Exercise requirements -> Using the entries below, output each line exactly from the first through the one that contains "long label_id = desc_set->get_label_id(label);".

Records for processing ->
PR #209, opened 2024-08-15
175 descriptor set optimizations batch inserts

ifadams:
Initial development done, still some refinement and test updates to be done, but ready for initial review.

### DIFF
--- a/src/DescriptorsCommand.cc
+++ b/src/DescriptorsCommand.cc
@@ -341,8 +341,9 @@ AddDescriptor::AddDescriptor() : DescriptorsCommand("AddDescriptor") {
   //_use_aws_storage = VDMSConfig::instance()->get_aws_flag();
 }
 
+//update to handle multiple descriptors at a go
 long AddDescriptor::insert_descriptor(const std::string &blob,
-                                      const std::string &set_path, int dim,
+                                      const std::string &set_path, int nr_desc,
                                       const std::string &label,
                                       Json::Value &error) {
   long id_first;
@@ -351,21 +352,23 @@ long AddDescriptor::insert_descriptor(const std::string &blob,
 
     VCL::DescriptorSet *desc_set = _dm->get_descriptors_handler(set_path);
 
-    if (blob.length() / 4 != dim) {
+    //TODO this check no longer applies, should move it elsewhere
+    /*if (blob.length() / 4 != dim) {
       std::cerr << "AddDescriptor::insert_descriptor: ";
       std::cerr << "Dimensions mismatch: ";
       std::cerr << blob.length() / 4 << " " << dim << std::endl;
       error["info"] = "Blob Dimensions Mismatch";
       return -1;
-    }
+    }*/
+
 
     if (!label.empty()) {
       long label_id = desc_set->get_label_id(label);
       long *label_ptr = &label_id;
-      id_first = desc_set->add((float *)blob.data(), 1, label_ptr);
+      id_first = desc_set->add((float *)blob.data(), nr_desc, label_ptr);
 
     } else {
-      id_first = desc_set->add((float *)blob.data(), 1);
+      id_first = desc_set->add((float *)blob.data(), nr_desc);
     }
 
     if (output_vcl_timing) {
@@ -422,12 +425,20 @@ int AddDescriptor::add_single_descriptor(PMGDQuery &query,
     std::string label = get_value<std::string>(cmd, "label", "None");
     props[VDMS_DESC_LABEL_PROP] = label;
 
-    int dimensions;
-    const std::string set_path = get_set_path(query, set_name, dimensions);
+    int dim;
+    const std::string set_path = get_set_path(query, set_name, dim);
 
     if (set_path.empty()) {
         error["info"] = "Set " + set_name + " not found";
         error["status"] = RSCommand::Error;
+        return -1;
+    }
+
+    if (blob.length() / 4 != dim) {
+        std::cerr << "AddDescriptor::insert_descriptor: ";
+        std::cerr << "Dimensions mismatch: ";
+        std::cerr << blob.length() / 4 << " " << dim << std::endl;
+        error["info"] = "Blob Dimensions Mismatch";
         return -1;
     }
 
@@ -438,8 +449,8 @@ int AddDescriptor::add_single_descriptor(PMGDQuery &query,
         retrieve_aws_descriptorSet(set_path);
     }
 
-    //TODO modify descriptor
-    long id = insert_descriptor(blob, set_path, dimensions, label, error);
+    //TODO modify insert descriptor to handle batches
+    long id = insert_descriptor(blob, set_path, 1, label, error);
 
     if (id < 0) {
         error["status"] = RSCommand::Error;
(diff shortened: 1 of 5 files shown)


src/QueryHandlerPMGD.cc
```diff
@@ -199,7 +199,8 @@ bool QueryHandlerPMGD::syntax_checker(const Json::Value &root,
 
 int QueryHandlerPMGD::parse_commands(const protobufs::queryMessage &proto_query,
                                      Json::Value &root) {
-  Json::Reader reader;
+    printf("Parse commands Checker\n");
```
ifadams, line 202: Debug prints need removal.

utils/src/api_schema/api_schema.json
```diff
@@ -744,7 +749,8 @@
         "label":      { "type": "string" },
         "_ref":       { "$ref": "#/definitions/refInt" },
         "link":       { "$ref": "#/definitions/blockLink" },
-        "properties": { "type": "object" }
+        "properties": { "type": "object" },
```
ifadams, line 752: Change name from properties list to batch properties.

tests/python/TestDescriptors.py
```diff
@@ -206,6 +206,119 @@ def test_addSetAndDescriptorsDimMismatch(self):
...
+        desc_find["set"] = "rightbatchsize"
+        desc_find["results"] = {"list":["batchprop"]}
+
+        query = {}
+        query["FindDescriptor"] = desc_find
+
+        trans = []
+        blobs = []
+        trans.append(query)
+        response, img_array = db.query(trans, blobs)
```
ifadams, line 315: Missing assert validation return.

src/DescriptorsCommand.cc
```diff
@@ -409,94 +412,249 @@ void AddDescriptor::retrieve_aws_descriptorSet(const std::string &set_path) {
...
+        if (cmd.isMember("link")) {
+            add_link(query, cmd["link"], node_ref, VDMS_DESC_EDGE_TAG);
+        }
+
+        Json::Value props_edge;
+        query.AddEdge(-1, set_ref, node_ref, VDMS_DESC_SET_EDGE_TAG, props_edge);
+    }
+
+
+    /* TODO example iteration over properties list
```
ifadams, line 623: remove cruft

ifadams:
@rolandoquesada Question for you: I'm assuming our "end to end" tests from python do not really exercise coverage outside of the client because they are running against the server?

src/DescriptorsCommand.cc
```diff
@@ -409,94 +412,240 @@ void AddDescriptor::retrieve_aws_descriptorSet(const std::string &set_path) {
...
-  }
+    // Note dimensionse are based on a 32 bit integer, hence the /4 math on size
+    // as the string blob is sized in 8 bit ints.
+    nr_expected_descs = prop_list.size();
+    expected_blb_size = nr_expected_descs * dimensions * 4;
+
+    //Verify length of input is matching expectations
+    if (blob.length() != expected_blb_size) {
+        std::cerr << "AddDescriptor::insert_descriptor: ";
+        std::cerr << "Expectected Blob Length Does Not Match Input ";
```
araghuna1, line 558: Typo "Expectected"

src/DescriptorsCommand.cc
```diff
@@ -409,94 +412,240 @@ void AddDescriptor::retrieve_aws_descriptorSet(const std::string &set_path) {
...
+        std::cerr << blob.length() << " != " << expected_blb_size << std::endl;
```
araghuna1, line 559: The 2 lengths will show as numbers in the output & might not be clear which is expected & which is the actual length. Might be better to add a tag to each output number to mark this.

src/DescriptorsCommand.cc
```diff
@@ -409,94 +412,240 @@ void AddDescriptor::retrieve_aws_descriptorSet(const std::string &set_path) {
...
-      std::cout << "Deleted " << n << " files or directories\n";
+        retrieve_aws_descriptorSet(set_path);
     }
 
-    return -1;
-  }
+    // Note dimensionse are based on a 32 bit integer, hence the /4 math on size
+    // as the string blob is sized in 8 bit ints.
+    nr_expected_descs = prop_list.size();
+    expected_blb_size = nr_expected_descs * dimensions * 4;
```
araghuna1, line 553: kudos for the comment explaining the magic number! Given its used in a couple of places, might be good to use a const int or #define so its easy to change it *when* we have to change the dimension size in the future.

src/DescriptorsCommand.cc
```diff
@@ -409,94 +412,240 @@ void AddDescriptor::retrieve_aws_descriptorSet(const std::string &set_path) {
...
 
-  int node_ref = get_value<int>(cmd, "_ref", query.get_available_reference());
+    if (id < 0) {
+        error["status"] = RSCommand::Error;
 
-  query.AddNode(node_ref, VDMS_DESC_TAG, props, Json::nullValue);
+        if (_use_aws_storage) {
+            // delete files in set_path
+            std::uintmax_t n = fs::remove_all(set_path);
+            std::cout << "Deleted " << n << " files or directories\n";
```
araghuna1, line 573: Why do we want to delete all existing files for the descriptor set when an insert of a new descriptor fails?

src/DescriptorsCommand.cc
```diff
@@ -409,94 +412,240 @@ void AddDescriptor::retrieve_aws_descriptorSet(const std::string &set_path) {
...
+    if (blob.length() != expected_blb_size) {
+        std::cerr << "AddDescriptor::insert_descriptor: ";
+        std::cerr << "Expectected Blob Length Does Not Match Input ";
+        std::cerr << blob.length() << " != " << expected_blb_size << std::endl;
+        error["info"] = "FV Input Length Mismatch";
+        return -1;
+    }
 
-  props[VDMS_DESC_ID_PROP] = Json::Int64(id);
+    //TODO modify insert descriptor to handle batches
```
araghuna1, line 564: nit: can remove the comment in the code now :-)

src/DescriptorsCommand.cc
ifadams: This is some weird hold-over logic from the iterative implementation. My understanding is because they're staging local files before popping them over to the S3 target. I'm hesitant about nuking this cause I don't have enough insight yet to exactly _why_ they took this approach.

src/DescriptorsCommand.cc
```diff
@@ -409,94 +412,240 @@ void AddDescriptor::retrieve_aws_descriptorSet(const std::string &set_path) {
...
+
+    int expected_blb_size;
+    int nr_expected_descs;
+    int dimensions;
+
+    //Extract set name
+    const Json::Value &cmd = jsoncmd[_cmd_name];
+    const std::string set_name = cmd["set"].asString();
+
+    Json::Value props = get_value<Json::Value>(cmd, "properties");
```
araghuna1, line 528: can an insertDescriptor query contain both 'properties' and 'batch_properties'?
If not, then some warning/error response when both are seen is probably needed.

If yes, then the 'properties' likely contains common properties to be applied for each descriptor in the batch. In this case, the props extracted here should be added into cur_props around line 586-587.

src/DescriptorsCommand.cc
```diff
@@ -409,94 +412,240 @@ void AddDescriptor::retrieve_aws_descriptorSet(const std::string &set_path) {
...
+        //constraints for getting set node to link to.
+        Json::Value constraints;
+        Json::Value name_arr;
+        name_arr.append("==");
+        name_arr.append(set_name);
+        constraints[VDMS_DESC_SET_NAME_PROP] = name_arr;
+
+        bool unique = true;
+
+        // Query set node-We only need to do this once, outside of the loop TODO MOVE
```
araghuna1, line 610: The comment in the code makes sense. Why get the reference to the same set per iteration, when the set we want to refer to is the same.
Moving the related code (L590-L613) out of the loop would simplify the operations in the loop to just an AddNode, add_link, AddEdge. (Probably will reduce the overall insert time too as we avoid the queries to get DescriptorSet reference for every element in the batch!)

src/DescriptorsCommand.cc
```diff
@@ -409,94 +412,240 @@ void AddDescriptor::retrieve_aws_descriptorSet(const std::string &set_path) {
...
+  Json::Value prop_list = get_value<Json::Value>(cmd, "batch_properties");
+  if(prop_list.size() == 0){
+      rc = add_single_descriptor(query, jsoncmd, blob, grp_id, error);
+  } else {
+      rc = add_descriptor_batch(query, jsoncmd, blob, grp_id, error);
   }
 
-  Json::Value props_edge;
-  query.AddEdge(-1, set_ref, node_ref, VDMS_DESC_SET_EDGE_TAG, props_edge);
+  if(rc < 0) error["status"] = RSCommand::Error;
```
araghuna1, line 644: More descriptive error please. we have the jsoncmd that failed. Any information to identify the failing command will be very helpful to a client.

tests/python/TestDescriptors.py
```diff
@@ -206,6 +206,117 @@ def test_addSetAndDescriptorsDimMismatch(self):
...
+        self.assertEqual(response[0]["FindDescriptor"]["returned"],10)
+
+        self.disconnect(db)
+
```
araghuna1, line 318: Do we need a FindDescriptor test that searches using a blob (i.e. k_neighbor search)? This would confirm that the VCL level batch insert works correctly

src/DescriptorsCommand.cc
ifadams: Good catch, technically yes it can, but properties is ignored in favor of batch properties: I can just remove that code here.

src/DescriptorsCommand.cc
ifadams: Yup, was a mistake there, even had the TODO (oops!) , testing this now before pushing change.

src/DescriptorsCommand.cc
```diff
@@ -409,94 +412,240 @@ void AddDescriptor::retrieve_aws_descriptorSet(const std::string &set_path) {
...
+        name_arr.append(set_name);
+        constraints[VDMS_DESC_SET_NAME_PROP] = name_arr;
+
+        bool unique = true;
+
+        // Query set node-We only need to do this once, outside of the loop TODO MOVE
+        query.QueryNode(set_ref, VDMS_DESC_SET_TAG, link, constraints, results,
+                        unique);
+
+        //note this implicitly means that every node of a batch uses the same link
```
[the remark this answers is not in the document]
ifadams: Technically yes, but it would make for a very messy client side query, as each link reference would be linked to a Find* call. 

Generally I like the idea of being able to support batches, and I feel like we're demonstrating its not too bad to implement.

src/DescriptorsCommand.cc
ifadams: Let me check this, the message may be set elsewhewre, which is distinct from the status code.

tests/python/TestDescriptors.py
ifadams: Good call, I can probably copy-paste an existing test here.

src/DescriptorsCommand.cc
ifadams: Okay, yeah, the actual error info string is set earlier in all the cases I found, so this should be okay, though I agree its a little weird. Ill see if I can refactor.

ifadams:
Alright folks, I think this is ready for a merge, however we have some nits around code coverage.

ifadams:
@araghuna1 @s-gobriel any final updates/review comments?

araghuna1 (approved):

s-gobriel:
Very good work @ifadams on the batch inserts. I wonder if you think it is valuable to add a couple of c++ unit tests (in addition to the python tests you included for end-to-end to testing). These unittests can target the functionality to add in batches using the different engines and retrieve and check that the values are correct. but otherwise, I think this is good.

ifadams:
> Very good work @ifadams on the batch inserts. I wonder if you think it is valuable to add a couple of c++ unit tests (in addition to the python tests you included for end-to-end to testing). These unittests can target the functionality to add in batches using the different engines and retrieve and check that the values are correct. but otherwise, I think this is good.

Hey @s-gobriel, if you have concern about this, we can add in additional tests now, or if we want to get it merged immediately we should create an issue to immediately develop these tests as a task next quarter. I might suggest the latter, but I'm okay with either decision.

s-gobriel:
I understand. Let's add these tests in the next quarter, especially that the python test is covering the functionality

s-gobriel (approved):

Output of the exercise ->
PR #209, opened 2024-08-15
175 descriptor set optimizations batch inserts

ifadams:
Initial development done, still some refinement and test updates to be done, but ready for initial review.

### DIFF
--- a/src/DescriptorsCommand.cc
+++ b/src/DescriptorsCommand.cc
@@ -341,8 +341,9 @@ AddDescriptor::AddDescriptor() : DescriptorsCommand("AddDescriptor") {
   //_use_aws_storage = VDMSConfig::instance()->get_aws_flag();
 }
 
+//update to handle multiple descriptors at a go
 long AddDescriptor::insert_descriptor(const std::string &blob,
-                                      const std::string &set_path, int dim,
+                                      const std::string &set_path, int nr_desc,
                                       const std::string &label,
                                       Json::Value &error) {
   long id_first;
@@ -351,21 +352,23 @@ long AddDescriptor::insert_descriptor(const std::string &blob,
 
     VCL::DescriptorSet *desc_set = _dm->get_descriptors_handler(set_path);
 
-    if (blob.length() / 4 != dim) {
+    //TODO this check no longer applies, should move it elsewhere
+    /*if (blob.length() / 4 != dim) {
       std::cerr << "AddDescriptor::insert_descriptor: ";
       std::cerr << "Dimensions mismatch: ";
       std::cerr << blob.length() / 4 << " " << dim << std::endl;
       error["info"] = "Blob Dimensions Mismatch";
       return -1;
-    }
+    }*/
+
 
     if (!label.empty()) {
       long label_id = desc_set->get_label_id(label);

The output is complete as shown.